In this work, we propose Mt. Random, a multi-tiered randomness beacon that combines PVSS and (T)VRF techniques in order to provide an optimal efficiency/quality trade-off without sacrificing security guarantees. Each tier is based on a different technique and provides a constant stream of random outputs offering progressing efficiency vs. quality trade-offs: true uniform randomness is refreshed less frequently than pseudorandomness, which in turn is refreshed less frequently than (bounded) biased randomness. This wide span of efficiency/quality allows for applications to consume random outputs from an optimal point in this trade-off spectrum. In order to achieve these results, we construct two new building blocks of independent interest: GULL, a PVSS-based beacon that preprocesses a large batch of random outputs but allows for gradual release of smaller ``sub-batches'', which is a first in the literature of randomness beacons; and a publicly verifiable and unbiasable protocol for Distributed Key Generation protocol (DKG), which is significantly more efficient than most of previous DKGs secure under standard assumptions and closely matches the efficiency of the currently most efficient biasable DKG protocol.

Mt.
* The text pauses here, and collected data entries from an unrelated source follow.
PR #689, opened 2017-07-19
Fix testing

Susurrus:
Move `powerpc-unknown-linux-gnu` to Tier 2. And attempt a fix for the epoll tests that seem to fail reliably now.

cc @asomers

### DIFF
--- a/.travis.yml
+++ b/.travis.yml
@@ -64,7 +64,7 @@ matrix:
       rust: 1.13.0
     - env: TARGET=mipsel-unknown-linux-gnu
       rust: 1.13.0
-    - env: TARGET=powerpc-unknown-linux-gnu
+    - env: TARGET=powerpc-unknown-linux-gnu DISABLE_TESTS=1
       rust: 1.13.0
     - env: TARGET=powerpc64-unknown-linux-gnu
       rust: 1.13.0
--- a/.travis.yml
+++ b/.travis.yml
@@ -97,6 +97,11 @@ matrix:
       rust: beta
 
   allow_failures:
+    # We allow beta to fail here because a bug might crop up in rust that causes it. We will
+    # however be on the lookout for this and file those bugs with upstream.
+    - env: TARGET=x86_64-unknown-linux-gnu
+      rust: beta
+
     # Planning to add these targets, but they can fail for now
     - env: TARGET=mips64-unknown-linux-gnuabi64
       rust: 1.13.0
--- a/README.md
+++ b/README.md
@@ -58,7 +58,6 @@ Tier 1:
   * i686-unknown-linux-musl
   * mips-unknown-linux-gnu
   * mipsel-unknown-linux-gnu
-  * powerpc-unknown-linux-gnu
   * powerpc64-unknown-linux-gnu
   * powerpc64le-unknown-linux-gnu
   * x86_64-apple-darwin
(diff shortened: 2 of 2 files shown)


Susurrus:
Note that this looks like a big patch series because it's based on #681 because it needs the signalfd fixes there, but only the newest two commits are part of this series.

test/sys/test_epoll.rs
```diff
@@ -1,24 +1,39 @@
...
 use nix::sys::epoll::{epoll_create1, epoll_ctl};
-use nix::{Error, Errno};
+use nix::sys::signal::SigSet;
+use nix::sys::signalfd::SignalFd;
+use nix::unistd::close;
 
 #[test]
 pub fn test_epoll_errno() {
+    // Create a new signalfd to use for testing. This is better than using stdin or other such fd.
+    let sfd = SignalFd::new(&SigSet::empty()).unwrap();
```
asomers: is a `SignalFd` really the simplest kind of file descriptor that works with `epoll`?  What about plain old files?

.travis.yml
```diff
@@ -97,6 +97,9 @@ matrix:
       rust: beta
 
   allow_failures:
+    # There are too many inconsistent failures on this arch to make it Tier 1.
```
asomers: Frankly, I would rather just add `DISABLE_TESTS=1` to powerpc.  I don't think we're likely to learn much by running them, especially since we can't trust any of their failures.

test/sys/test_epoll.rs
Susurrus: Does it matter? Is `signalfd` overkill or would you just rather reduce cross-dependencies between tests? [This](https://stackoverflow.com/questions/8057892/epoll-on-regular-files#8057973) seems to suggest you can use it on regular files, so let me give that a shot.

.travis.yml
Susurrus: I agree, allowing failures would also make this Tier 2 not Tier 3, so good catch!

Susurrus:
Well this failed with signalfd anyways...I'm wondering if this has anything to do with us removing `sudo` from our CI builds...

test/sys/test_epoll.rs
asomers: Yes, exactly.  I would rather use a plainer file descriptor type, so that this test doesn't depend on `signalfd`.  Sockets would work too.

asomers:
I can reproduce the epoll test failures, but only when using the nightly compiler and only in release mode.  The failure is due to unwrapping an `Sys(UnknownErrno)`.  However, it happens after `libc::epoll_ctl` returns 0.  So `epoll_ctl` ought to be returning `Ok()`.  This looks like a compiler bug to me.

Susurrus:
Man, didn't even realize it was the beta that was failing and stable was passing. This passes on nightly (7-16 and 7-18) for me on x86_64-linux-gnu however. I also installed the same beta Rust version on the machine that failed and it succeeded for me. Hmmm...

I'm thinking with should put the `beta` under `allow_failures`.

Susurrus:
To elaborate on that, we have builds from yesterday that were still using `rustc 1.19.0-beta.4 (deb2ab60b 2017-07-14)`, but the latest ones use `rustc 1.20.0-beta.1 (e93aa3aa8 2017-07-18)` and that fails. Can you look into this a bit since you can reproduce it and file a bug against rust? For now I'm going to change beta to be allowed to fail.

Susurrus:
@asomers What do you think? Should we merge it (BTW we can just merge this without bors I think).

asomers:
Yes, we should.  I also think that you should hop in Gitter so we can talk about this Rust bug.

bors r+

PR #691, opened 2017-07-20
Fix thread safety issues in pty and termios tests

asomers:
ptsname(3) returns a pointer to a global variable, so it isn't
thread-safe.  Protect it with a mutex.

### DIFF
--- a/test/sys/test_termios.rs
+++ b/test/sys/test_termios.rs
@@ -18,10 +18,14 @@ fn write_all(f: RawFd, buf: &[u8]) {
 // Test tcgetattr on a terminal
 #[test]
 fn test_tcgetattr_pty() {
-    let pty = openpty(None, None).unwrap();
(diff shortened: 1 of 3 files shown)


Susurrus:
Have you seen this be an actual issue? My understanding is that this is just like the `errno` strings, where the strings are static in global memory, but they never change, so you should be able to pass around pointers to them willy-nilly.

asomers:
Yep.  If I run the tests with --test-threads=8, I get failures due to `ptsname` within seconds.  This is the very reason that `ptsname_r` exists.  It's like the difference between `strerror` and `strerror_r`

Susurrus:
Hmm, I've never seen those fail locally, but this does seem like the right fix.

LGTM

bors r+

asomers:
Since bors is stuck, I'm going to manually merge

bors r-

Random (and all of its building blocks) can be proven secure under the standard DDH assumption (in the random oracle model) using only a bulletin board as setup, which is a requirement for the vast majority of beacons. We showcase the efficiency of our novel building blocks and of the Mt. Random beacon via benchmarks made with a prototype implementation. Our experimental results confirm the benefits of our multi-tiered approach, showing that even though higher tiers provide fresh random outputs more often, lower tiers can be executed fast enough to keep higher tiers freshly seeded.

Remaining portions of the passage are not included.